Voltaire (l'invitant à s'asseoir sur une chaise) : Asseyez-vous ! Que me vaut votre visite, mon très cher ami ? Mais avant tout laissez moi vous proposez quelque rafraîchissement.
(Voltaire se saisit d'une coupe richement ciselé tandis que face à lui Rousseau se crispe.)
Rousseau : Monsieur, je me dois de refuser ce luxe superflu dont bien peu ont l'usage.
(Il contemple la coupe d'un air méprisant tandis que Voltaire la remplit néanmoins de vin.)
Voltaire : Et bien dans ce cas je prendrai seul mon rafraîchissement. Alors que me vaut le plaisir immense d'une visite si prestigieuse ?
Rousseau : Je suis venu, Monsieur, me confronter à notre maître et à mon plus grand détracteur.
(Voltaire reste souriant, quelque peu narquois, et observe Rousseau d'un œil rieur.)
Voltaire : Voyons, Monsieur, moi, votre détracteur ? Vous ne pouvez dire cela, j'ai la plus grande admiration pour votre mode de vie et vos idées pour le moins… originales.
Rousseau: Monsieur, cessez vos incessantes moqueries… si je vous admire, je ne vous aime pas et vous ne m'aimez pas davantage. Nos mœurs sont par trop différentes, je le crains.
(Voltaire fait mine d’essuyer une larme inexistante, tandis que Rousseau toujours grave le regarde intensément.)
Voltaire : Mais que reprochez-vous donc à un vieil homme qui aime vivre entouré de toutes les commodités et discuter avec ses bons amis à l’approche de ses derniers instants ?
Rousseau : Je lui reproche, Monsieur, de s'éloigner du véritable bonheur et de n'avoir point tout à fait compris la véritable nature des hommes.
Voltaire : Vous savez, mon bon Jean-Jacques, vous êtes pour moi une continuelle source de surprise. Vous vous présentez chez moi en m'appelant « maître » et me reprochez maintenant les idées que j'ai passé ma vie à défendre !
Rousseau : Monsieur…
Voltaire : Mon bon ami…
Rousseau : Comment ce peut-il qu'un homme qui voit avec une telle clarté les défauts de notre société, mène une existence si éloignée des préceptes qui permettrait à l'homme de retrouver son bonheur ?
Voltaire : Je ne vois pas ce qui me permettrait d'être plus heureux que ce que je ne le suis, lorsque je m'ennuie je peux contempler quelques unes de mes plus belles toiles de maître ou bien me délecter de la lecture de l'un de vos fameux discours.

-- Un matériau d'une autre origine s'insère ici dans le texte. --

PR #2184, opened 2021-11-23
Enable zoom on live view of the car.

bogosj:


silverl:
@adriankumpf This is a great feature to add. Can you accept this PR?

adriankumpf:
Would it be possible to show the zoom buttons only when hovering (or tapping on mobile devices)? This would allow to preserve the clean appearance while offering advanced features, such as the map zoom.

bogosj:
I'm not sure how to accomplish that. Instead I've changed the options to allow for dragging the map, zooming with scrolling, and zooming with pinch on mobile. Thoughts?

adriankumpf:
I like that better.  The catch is that it becomes harder to scroll on mobile or small touch devices. It may also surprise you if you are scrolling with the mouse wheel and have just accidentally positioned the cursor over the map.

I can imagine that displaying the controls while hovering might be a good middle ground. For example, you could do it like this:

```js
    const map = createMap({
      // ...
      zoomControl: true,
      // ...
    });


    map.removeControl(map.zoomControl);

    map.on('mouseover', function(e) { map.addControl( map.zoomControl ); });
    map.on('mouseout', function(e) { map.removeControl( map.zoomControl ); });
```

bogosj:
Agreed, it's pretty nice this way.

adriankumpf (approved):
Cool! Thank you.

Lorsque je suis fatigué d'une dure journée, je peux me prélasser dans un bain chaud avant de me couvrir de confortables soieries.
(Rousseau lève les yeux au ciel, fait un geste large et théâtral avec sa main comme pour souligner la futilité de tout ce dont Voltaire lui parle. Voltaire s'arrête, le regarde avec dédain, contemple sa tenue improbable.)
Rousseau : Monsieur, il vous faudra bien admettre que tout ce que vous citez comme source de bonheur n'est que corruption pour l'humanité, le luxe dont vous vous parez et dans lequel vous vivez ne mène qu'à l'avidité et à l’orgueil. Deux maux qui accablent l'humanité et qui ne contribuent nullement à son bonheur ! Le mot « luxe » provoque en moi un sentiment de révolte, et il devrait en être de même pour vous ! Un homme qui a fait dire au nègre du Surinam «C'est à ce prix que vous mangez du sucre en Europe... » ne peut pas ne pas se rendre compte que sa vie de confort n'entraîne que le malheur d'une grande part de l'humanité !
Voltaire : Je vous arrête, mon bon Jean-Jacques, vous me faites trop d'honneur en me prêtant des écrits qui ne sont pas de moi, je ne suis point responsable de ce que peut penser le Docteur Ralph !
(Voltaire, toujours tout sourire, continue de darder un regard perçant et moqueur sur Rousseau, il semble se délecter de son énième pique. Rousseau pour sa part rougit, gardant difficilement l'air grave qu'il arbore depuis le départ de la conversation, et semble tout prêt d’exploser.)